香港を舞台に中国人女医とアメリカ人記者の悲劇の恋を描くドラマ。
慕情
LOVE IS A MANY-SPLENDORED THING
1955
アメリカ
102分
カラー
<<解説>>
医師で作家のハン・スーインの自伝的小説「多くの輝きをもつもの」を映画化。東洋女性と西洋男性の悲恋を描く。ストーリーだけ追うと、ベタなメロ・ドラマなのだが、ジェニファー・ジョーンズ、ウィリアム・ホールデンの二大スターの確かな芝居が、東洋と西洋の間の異なる価値観を越えたロマンスに説得力を与えている。混血としての誇りと確たる意志を持つスーインを繊細に演じるジョーンズ。一方、相手のアメリカ人記者エリオットはストレートな情熱家で、ホールデンが堂々と演じる。スーインに比べるとマークは単純な人物に映ってしまうが、そこも意図的で、反則とも言えるラストの手紙によるモノローグで感動を見事にさらっていく。
<<ストーリー>>
共産軍に追われた中国からの難民が流れ込む1949年の香港。イギリス人と中国人の混血の女性医師のハン・スーインは、アメリカから取材にやってきた記者マーク・エリオットと出会った。中国で共産党員に殺された夫に愛を貫いていたハンだったが、やがて、妻帯者であるマークと恋に落ちてしまった。

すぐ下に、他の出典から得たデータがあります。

PR #2903, opened 2024-10-24
svg: prevent runtime error

mgrudzinska:
runtime error: applying non-zero offset 1 to null pointer Observed for Bespoke-leather-belt-2016012857.svg


mgrudzinska:
error observed with sanitizers asan&undef

JSUYA (approved):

混血としての誇りを持つハンは、世間的には淫らとも思われるマークとの恋について悩んだ。そして、ハンは故郷である重慶に帰って、しばらく考えることにした。だが、マークが後を追って重慶にやって来たことで、ハンは家族に結婚から許されるのだった。
香港に戻ったハンとマークは、早速結婚の準備に取り掛かった。だが、二人の幸せな日々は、束の間のものだった……。